On Monday, the Nifty index flamboyantly breached the 20,000 level, driven by enthusiastic retail investors and domestic institutions who remained undeterred by crude oil spike (nearly $90 per barrel) and subdued foreign portfolio investors (FPIs).
The broader index achieved a historic high of 20,008.15, marking a substantial gain of 188.2 points, equivalent to 0.94 percent, during the trading day. Ultimately, it concluded just a few points below the milestone at 19,996.35, registering a gain of 176.40 points or 0.89 percent.
Additionally, the Peer Sensex exhibited buoyancy, surging by 528 points to reattain the 67,000 level. The 30-share Sensex index recorded an impressive rise of 528.17 points, corresponding to 0.79 percent, ultimately settling at 67,127.08.

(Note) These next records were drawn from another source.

Issue #5069, opened 2023-04-12
If new series are added to a chart, they don't respect my `smooth` chart settings


rephus:
### Description

If I have a chart setting like this 
![image](https://user-images.githubusercontent.com/1983672/231495553-09c05ee2-9930-44b5-95be-383921fb9502.png)

And later a new series is added to the chart, then this new serie is added with the default settings (smooth off) 

![image](https://user-images.githubusercontent.com/1983672/231495808-28bb50c7-0fe1-4209-93b3-dc31946712cf.png)

Not sure if this is affecting `grouped  series` only. 

My guess is that this property is added directly to the series when edited, but the settings is generic, it should be possible to re-apply this setting on real time

PR #5353, opened 2023-05-03
fix: fix new smooth grouped series

rephus:
Closes:  #5069
### Description:

Note: We already check the `first of series` smooth/showSymbol value to set the default. I'm applying the same logic to all series. 

Screenshot from 2023-05-03 15-36-22

Before

[Screencast from 03-05-23 15:34:26.webm](https://user-images.githubusercontent.com/1983672/235933200-7f9824e2-36db-4a67-94ca-7684dfcf3bae.webm)

After

[Screencast from 03-05-23 15:35:15.webm](https://user-images.githubusercontent.com/1983672/235933217-08ac5046-bed3-447a-a337-52e999bd876c.webm)


TuringLovesDeathMetal (approved):
Nice one! Looks great :) loving these few-line fixes today

owlas (approved):
Just to confirm, checking the first series is enough because we only let the user configure "smooth" for all series but not for the individual series. Is that right?

Is it ever possible that the new series added are the first series?

So in this case:

1. On save the chart config has `[{ smooth: true }]`
2. On load there is a new series (from pivoting probably)
3. The new series appears first `[{}, {smooth: true}]`
4. Now we apply smooth false to everything: `[{ smooth: false }, { smooth: false }]`

owlas:
^ sorry this was meant to be "comment" not "approve"

rephus:
> Just to confirm, checking the first series is enough because we only let the user configure "smooth" for all series but not for the individual series. Is that right?

checking the first series is enough because that's the logic we already apply when setting the "default" smooth for all the series in the chat config panel. 

You can still set a different smooth for individual series and override it (if overrided, we keep its value) 

Because I do: 

```
smooth: firstSerie?.smooth, 
...series, 
```

if a serie has a smooth value set already, it shoudl override the firstSerie?.smooth value, right ?

rephus:
> the UI is a bit confusing

I agree, I thought we had this `smooth` setting as a global setting for all series, but right now we rely on the first of the series, we should fix change this at some point (this is related to other open issues we have about colors and other chart config).

But yeah this PR should fix the `new series` issue without causing many side effects.

ZeRego (approved):

owlas (approved):

ZeRego (changes requested):
I think the fix should be in `getExpectedSeriesMap` packages/frontend/src/hooks/cartesianChartConfig/useCartesianChartConfig.ts
where we generate the new series. In the same way we set the default `defaultCartesianType` 

That way the config panel will be more consistent ( even though is not reliable ) The overall configs should all be a dropdown so they can display "mixed" and not a checkbox. But that change can be in a different PR.

rephus:
> After looking more into the code I think the fix should be in getExpectedSeriesMap

Done :+1:

ZeRego (approved):

Issue #5342, opened 2023-05-03
Add endpoint for listing spaces in project


owlas:
### Description

Alternative endpoint to list spaces without all the content and views in it.

Usage in frontend for `useSpaces`

- `SavedChartsHeader/index.tsx`
- `BrowseMenu.tsx`
- `AddTilesToDashboard.tsx`

PR #5354, opened 2023-05-03
feat: add faster spaces endpoint

owlas:
Closes: #5342

### DIFF
--- a/packages/backend/src/services/ProjectService/ProjectService.ts
+++ b/packages/backend/src/services/ProjectService/ProjectService.ts
@@ -50,6 +50,7 @@ import {
     RequestMethod,
     ResultRow,
     SessionUser,
+    SpaceSummary,
     SummaryExplore,
     TablesConfiguration,
     TableSelectionType,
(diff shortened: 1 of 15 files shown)


rephus:
It seems some e2e tests are failing :thinking:

packages/frontend/src/hooks/useSpaces.ts
```diff
@@ -26,6 +32,25 @@ export const useSpaces = (
...
+        body: undefined,
+    });
+};
+
+export const useSpaceSummaries = (
+    projectUuid: string,
+    queryOptions?: UseQueryOptions<SpaceSummary[], ApiError>,
+) => {
+    return useQuery<SpaceSummary[], ApiError>(
+        ['projects', projectUuid, 'spaces'],
```
rephus, line 48: do we need to refetch spaces if queryOptions changes ?

packages/backend/src/services/ProjectService/ProjectService.ts
```diff
@@ -1750,4 +1751,28 @@ export class ProjectService {
...
+            user.ability.cannot(
+                'view',
+                subject('Project', { organizationUuid, projectUuid }),
+            )
+        ) {
+            throw new ForbiddenError();
+        }
+
+        const spaces = await this.spaceModel.find({ projectUuid });
+        const allowedSpaces = spaces.filter(
```
rephus, line 1770: Should we also check CASL `view space` ability ?

rephus (approved):
LGTM, a couple of questions . 

Once e2e tests are fixed, you can merge

packages/frontend/src/hooks/useSpaces.ts
owlas: Ah yes we should!

owlas: I'm not sure actually, the only time it is used is to change the `onSuccess` - so potentially it could be useful. Are you saying we should manually trigger a refetch if it happens? I think right now it won't because the data is already cached

packages/backend/src/services/ProjectService/ProjectService.ts
owlas: This is the logic that _should_ be in the CASL ability but it isn't now, my plan is to refactor and centralise all the logic back in CASL.

Issue #5329, opened 2023-05-02
Migrate personal access token list to use mantine components


joaoviana:
See parent issue in #5316

PR #5358, opened 2023-05-03
feat: migrate access tokens list to mantine table

joaoviana:
Closes: #5329 

### Description:

Change PATs List view to a `<Table>`
Create styles hook `useTableStyles` to be shared across the app. This hook also allows overrides with CSS selectors+styling

NOTE: this work does not include `Delete token` modal layout

before: 
image
after:
image

Resource List component still looks as it did before:
image

### DIFF
--- a/packages/frontend/src/components/UserSettings/AccessTokensPanel/AccessTokens.styles.ts
+++ b/packages/frontend/src/components/UserSettings/AccessTokensPanel/AccessTokens.styles.ts
@@ -1,6 +1,0 @@
-import { H5 } from '@blueprintjs/core';
-import styled from 'styled-components';
-
-export const PanelTitle = styled(H5)`
-    margin: 0;
-`;
--- a/packages/frontend/src/components/UserSettings/AccessTokensPanel/AccessTokens.styles.ts
+++ b/packages/frontend/src/components/UserSettings/AccessTokensPanel/AccessTokens.styles.ts
@@ -1,42 +1,5 @@
-import { Card, H5, Tag } from '@blueprintjs/core';
+import { H5 } from '@blueprintjs/core';
 import styled from 'styled-components';
-
-export const HeaderActions = styled.div`
-    display: flex;
-    justify-content: space-between;
-    align-items: center;
-    margin-bottom: 20px;
-`;
-
-export const AccessTokenWrapper = styled(Card)`
-    display: flex;
-    flex-direction: column;
-    margin-bottom: 1.25em;
-    width: 100%;
-`;
-
-export const ItemContent = styled.div`
-    display: flex;
-    align-items: center;
-    justify-content: space-between;
-`;
-
-export const AccessTokenInfo = styled.div`
-    margin: 0;
-    flex: 1;
-    display: flex;
-    gap: 3px;
-    flex-direction: column;
-`;
-
-export const AccessTokenLabel = styled.b`
-    margin: 0;
-    margin-right: 0.625em;
-`;
-
-export const ExpireAtLabel = styled(Tag)`
-    width: fit-content;
-`;
 
 export const PanelTitle = styled(H5)`
     margin: 0;
--- a/packages/frontend/src/components/UserSettings/AccessTokensPanel/TokensTable.tsx
+++ b/packages/frontend/src/components/UserSettings/AccessTokensPanel/TokensTable.tsx
@@ -1,0 +1,124 @@
+import { Button, Classes, Dialog } from '@blueprintjs/core';
+import { ApiPersonalAccessTokenResponse, formatDate } from '@lightdash/common';
+import {
+    Button as MantineButton,
+    createStyles,
+    Paper,
+    Table,
+} from '@mantine/core';
+import { FC, useState } from 'react';
+import {
+    useAccessToken,
+    useDeleteAccessToken,
+} from '../../../hooks/useAccessToken';
+
+const useTableStyles = createStyles((theme) => ({
+    root: {
+        '& thead tr': {
+            backgroundColor: theme.colors.gray[0],
+        },
+
+        '& thead tr th': {
+            color: theme.colors.gray[6],
+            fontWeight: 600,
+        },
+
+        '& thead tr th, & tbody tr td': {
+            padding: '12px 20px',
+        },
+
+        '& tr td:last-child': {
+            textAlign: 'right',
+        },
+
+        '&[data-hover] tbody tr': theme.fn.hover({
+            cursor: 'pointer',
+            backgroundColor: theme.fn.rgba(theme.colors.gray[0], 0.5),
+        }),
+    },
+}));
+
+const TokenItem: FC<{
+    token: ApiPersonalAccessTokenResponse;
+}> = ({ token }) => {
+    const { description, expiresAt, uuid } = token;
+    const [isDeleteDialogOpen, setIsDeleteDialogOpen] = useState(false);
+    const { mutate, isLoading: isDeleting } = useDeleteAccessToken();
+
+    return (
+        <>
+            <tr>
+                <td>{description}</td>
+                <td>
+                    {expiresAt ? formatDate(expiresAt) : 'No expiration date'}
+                </td>
+                <td>
+                    <MantineButton
+                        variant="outline"
+                        size="xs"
+                        color="red"
+                        onClick={() => setIsDeleteDialogOpen(true)}
+                    >
+                        Delete
+                    </MantineButton>
+                </td>
+            </tr>
+            <Dialog
+                isOpen={isDeleteDialogOpen}
+                icon="delete"
+                onClose={() => !isDeleting && setIsDeleteDialogOpen(false)}
+                title={`Delete token ${description}`}
+                lazy
+            >
+                <div className={Classes.DIALOG_BODY}>
+                    <p>
+                        Are you sure ? This will permanently delete the
+                        <b> {description} </b> token.
+                    </p>
+                </div>
+                <div className={Classes.DIALOG_FOOTER}>
+                    <div className={Classes.DIALOG_FOOTER_ACTIONS}>
+                        <Button
+                            disabled={isDeleting}
+                            onClick={() => setIsDeleteDialogOpen(false)}
+                        >
+                            Cancel
+                        </Button>
+                        <Button
+                            disabled={isDeleting}
+                            intent="danger"
+                            onClick={() => {
+                                mutate(uuid || '');
+                            }}
+                        >
+                            Delete
+                        </Button>
+                    </div>
+                </div>
+            </Dialog>
+        </>
+    );
+};
+
+export const TokensTable = () => {
+    const { data } = useAccessToken();
+    const { classes } = useTableStyles();
+    return (
+        <Paper withBorder>
+            <Table className={classes.root} highlightOnHover>
+                <thead>
+                    <tr>
+                        <th>Name</th>
+                        <th>Expiration date</th>
+                        <th></th>
+                    </tr>
+                </thead>
+                <tbody>
+                    {data?.map((token) => (
+                        <TokenItem key={token.uuid} token={token} />
+                    ))}
+                </tbody>
+            </Table>
+        </Paper>
+    );
+};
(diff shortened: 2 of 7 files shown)


packages/frontend/src/components/UserSettings/AccessTokensPanel/TokensTable.tsx
```diff
@@ -0,0 +1,124 @@
...
+        },
+
+        '& tr td:last-child': {
+            textAlign: 'right',
+        },
+
+        '&[data-hover] tbody tr': theme.fn.hover({
+            cursor: 'pointer',
+            backgroundColor: theme.fn.rgba(theme.colors.gray[0], 0.5),
+        }),
```
joaoviana, line 37: this is the same done in `packages/frontend/src/components/common/ResourceView/ResourceViewList/index.tsx`

with the exception of font-size not changing, and a text align right to the last td of a tr.

joaoviana:
- [ ] fix border issue

packages/frontend/src/components/UserSettings/AccessTokensPanel/TokensTable.tsx
```diff
@@ -0,0 +1,98 @@
...
+                        variant="outline"
+                        size="xs"
+                        color="red"
+                        onClick={() => setIsDeleteDialogOpen(true)}
+                    >
+                        Delete
+                    </MantineButton>
+                </td>
+            </tr>
+            <Dialog
```
IrakliJani, line 36: is it possible to remove modal rendering for every single item or can it be a 1 modal for all access tokens but open with a proper data inside a modal?

packages/frontend/src/components/UserSettings/AccessTokensPanel/TokensTable.tsx
```diff
@@ -0,0 +1,98 @@
...
+                        <th>Name</th>
+                        <th>Expiration date</th>
+                        <th></th>
+                    </tr>
+                </thead>
+                <tbody>
+                    {data?.map((token) => (
+                        <TokenItem key={token.uuid} token={token} />
+                    ))}
+                </tbody>
```
IrakliJani, line 94: I guess this needs an EmptyState if there are no tokens

packages/frontend/src/components/UserSettings/AccessTokensPanel/index.tsx
```diff
@@ -145,12 +34,25 @@ const AccessTokensPanel: FC = () => {
...
+    return (
+        <>
+            <Flex justify="space-between" align="center" mb="lg">
+                <Title order={5}>Personal access tokens</Title>
+                <Button onClick={() => setCreateInvitesPanel(true)}>
+                    Generate new token
+                </Button>
+            </Flex>
+
+            <TokensTable />
```
IrakliJani, line 54: I think modal should be rendered only once outside of the table (coming up in the next PR I guess)

IrakliJani (commented):
looks great. left some comments. mostly questions

packages/frontend/src/components/UserSettings/AccessTokensPanel/TokensTable.tsx
```diff
@@ -0,0 +1,98 @@
+import { Button, Classes, Dialog } from '@blueprintjs/core';
```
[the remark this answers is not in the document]
joaoviana: exactly @IrakliJani, dialog/modal on delete will be refactored next!

packages/frontend/src/components/UserSettings/AccessTokensPanel/TokensTable.tsx
joaoviana: Thanks, just did it! 👨‍🍳

packages/frontend/src/components/UserSettings/AccessTokensPanel/TokensTable.tsx
joaoviana: Going to resolve this !

packages/frontend/src/components/UserSettings/AccessTokensPanel/index.tsx
```diff
@@ -109,30 +19,9 @@ const AccessTokensPanel: FC = () => {
...
-            {hasAvailableTokens ? (
-                <div>
-                    {data?.map((token) => (
-                        <TokenListItem key={token.uuid} token={token} />
-                    ))}
-                </div>
-            ) : (
+    if (!hasAvailableTokens) {
+        return (
+            <Flex h="100%" direction="column" justify="center" align="center">
```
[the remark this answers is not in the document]
joaoviana: Thanks for reminding me about this, I have removed the Flex and looks great! 

image

packages/frontend/src/components/UserSettings/AccessTokensPanel/index.tsx
joaoviana: Great point, I put it inside `TokensTable` but on the same level as `Paper`. what do you think? Or should I move the modal to this view instead? I would prefer inside `TokensTable`

packages/frontend/src/hooks/styles/useTableStyles.tsx
```diff
@@ -0,0 +1,39 @@
...
+                if (key in defaultStyles) {
+                    defaultStyles[key] = {
+                        ...defaultStyles[key],
+                        ...overrideStyles[key],
+                    };
+                } else {
+                    defaultStyles[key] = overrideStyles[key];
+                }
+            });
+        }
```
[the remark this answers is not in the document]
joaoviana: That was my first approach actually, but if I spread `overrideStyles` inside `defaultStyles` it will not keep the content of a key that already exists. For example, if I follow that approach, for a `'& thead tr th'` and I want to override `fontWeight` and keep `color` intact, then that spreading will not extend the object and override the property I'm sending, it will override the whole key value. Hope this makes sense. 

Maybe there's a more elegant way to do this, but not sure tbh.

packages/frontend/src/components/UserSettings/AccessTokensPanel/AccessTokens.styles.ts
```diff
@@ -1,43 +1,6 @@
...
-export const AccessTokenLabel = styled.b`
-    margin: 0;
-    margin-right: 0.625em;
-`;
-
-export const ExpireAtLabel = styled(Tag)`
-    width: fit-content;
-`;
-
 export const PanelTitle = styled(H5)`
```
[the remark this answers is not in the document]
joaoviana: PanelTitle is being used somewhere else... Let me check!

packages/frontend/src/components/UserSettings/ProjectManagementPanel/ProjectManagementPanel.styles.ts
```diff
@@ -44,3 +44,7 @@ export const ProjectTag = styled(Tag)`
     width: fit-content;
     margin-top: 0.3em;
 `;
+
+export const PanelTitle = styled(H5)`
+    margin: 0;
+`;
```
joaoviana, line 50: Figured that moving this wouldn't hurt. Kept it as it is so that I avoid checking that ProjectManagementPanel looks ok if I replaced it with mantine's `Title` instead @IrakliJani

packages/frontend/src/components/UserSettings/AccessTokensPanel/index.tsx
IrakliJani: sounds good

packages/frontend/src/components/UserSettings/AccessTokensPanel/TokensTable.tsx
```diff
@@ -0,0 +1,118 @@
...
+
+    return (
+        <>
+            <tr>
+                <td>{description}</td>
+                <td>
+                    {expiresAt ? formatDate(expiresAt) : 'No expiration date'}
+                </td>
+                <td>
+                    <MantineButton
```
IrakliJani, line 27: can it just be Button? I don't think you also export blueprint button in this file

packages/frontend/src/components/UserSettings/AccessTokensPanel/TokensTable.tsx
```diff
@@ -0,0 +1,118 @@
...
+};
+
+export const TokensTable = () => {
+    const { data } = useAccessToken();
+
+    const { classes } = useTableStyles({
+        '& tr td:last-child': {
+            textAlign: 'right',
+        },
+    })();
```
IrakliJani, line 48: ok I was thinking and have something in mind. in createStyles you can have as many classes as you want. you can create one specifically for `textAlign: 'right'` and you can call it `alignRight`

IrakliJani: and you can use that on whatever td you like in code

packages/frontend/src/components/UserSettings/AccessTokensPanel/index.tsx
```diff
@@ -109,48 +19,38 @@ const AccessTokensPanel: FC = () => {
...
+                <Button onClick={() => setCreateInvitesPanel(true)}>
+                    Generate token
+                </Button>
+            </EmptyState>
+        );
+    }
+
+    return (
+        <>
+            <Flex justify="space-between" align="center" mb="lg">
```
IrakliJani, line 45: you can use `Group position="apart"` and you don't need align anymore.

also, not a big fan of applying margins to one element to have a gap between two separate sections.

I would wrap the whole content inside a <Stack spacing='lg'>

packages/frontend/src/components/common/ResourceView/ResourceViewList/index.tsx
```diff
@@ -95,7 +72,11 @@ const ResourceViewList: FC<ResourceViewListProps> = ({
     defaultSort,
     onAction,
 }) => {
-    const { classes } = useTableStyles();
+    const { classes } = useTableStyles({
+        '& thead tr th': {
+            fontSize: '12px',
+        },
+    })();
```
IrakliJani, line 79: you can have a class name for that. smallHeaderText or something

packages/frontend/src/hooks/styles/useTableStyles.tsx
```diff
@@ -0,0 +1,39 @@
...
+                padding: '12px 20px',
+            },
+
+            '&[data-hover] tbody tr': theme.fn.hover({
+                cursor: 'pointer',
+                backgroundColor: theme.fn.rgba(theme.colors.gray[0], 0.5),
+            }),
+        };
+
+        if (overrideStyles) {
```
IrakliJani, line 25: if you keep adding classes you don't need to override styles anymore. either adding classes or props (prop example in Page component)

packages/frontend/src/components/UserSettings/AccessTokensPanel/TokensTable.tsx
joaoviana: Not yet, this PR: https://github.com/lightdash/lightdash/pull/5371 will remove the blueprint reference 😉

packages/frontend/src/components/UserSettings/AccessTokensPanel/index.tsx
joaoviana: that's great, thank you! Wrapped these 2 with a Stack, and applied mb to the Stack!

packages/frontend/src/components/UserSettings/AccessTokensPanel/TokensTable.tsx
joaoviana: That's a great alternative, going to try that right now 👍

packages/frontend/src/hooks/styles/useTableStyles.tsx
joaoviana: I went with the approach of adding the classes to the hook, let me know what you think :)

packages/frontend/src/components/common/ResourceView/ResourceViewList/index.tsx
```diff
@@ -352,7 +329,10 @@ const ResourceViewList: FC<ResourceViewListProps> = ({
     }, [items, columnSorts, columns]);
 
     return (
-        <Table className={classes.root} highlightOnHover>
+        <Table
+            className={`${classes.root} ${classes.smallHeaderText}`}
```
IrakliJani, line 333: `useTableStyles` also exports `cx` utility that you can use

`className={cx(classes.root, classes.smallHeaderText)}`

IrakliJani (approved):
good stuff! one minor suggestion. good to ship 🚢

Throughout the day’s trading, it displayed a remarkable rally of 573.22 points or 0.86 percent, reaching 67,172.13.
The journey from its inception in November 1995 with a base value of 1,000 to the 20,000 milestone took the Nifty 50 index precisely 27 years, 10 months, and 8 days.
This significant achievement coincided with Amfi data revealing a surge in net inflows into equity mutual funds, rising to Rs 20,245.26 crore in August from Rs 7,626 crore in the preceding month. This emphasizes the growing influence of domestic participants in propelling the bull market.
On the flip side, NSDL data indicated that foreign investors have been net sellers, offloading Rs 4,300 crore worth of investments thus far in the current month.
The day began on a positive note for domestic markets, buoyed by the historic consensus reached at the G20 summit, which instilled confidence among investors. Additionally, optimism was fueled by expectations of easing inflation, attributed to declining vegetable prices, which contributed to the market’s rally, as noted by some experts.
Nevertheless, experts hold divergent views on the sustainability of the current market rally.
They acknowledged the impressive achievement of the Nifty but cautioned that the rally is largely driven by liquidity and urged investors to exercise caution, emphasizing that valuations are now relatively expensive, with the Nifty 50 trading at a price-to-earnings (P/E) ratio of over 18 times for 2024-25, which is not considered cheap, especially when compared to certain smaller and mid-cap stocks.
In contrast, another expert expressed confidence in the sustainability of the 20,000 level and believes it may not be a fleeting one-day event, as the broader market has started to perform well after a subdued 2022-23. India’s status as a preferred investment destination is attributed to its stable growth and controlled inflation, making them optimistic about the future.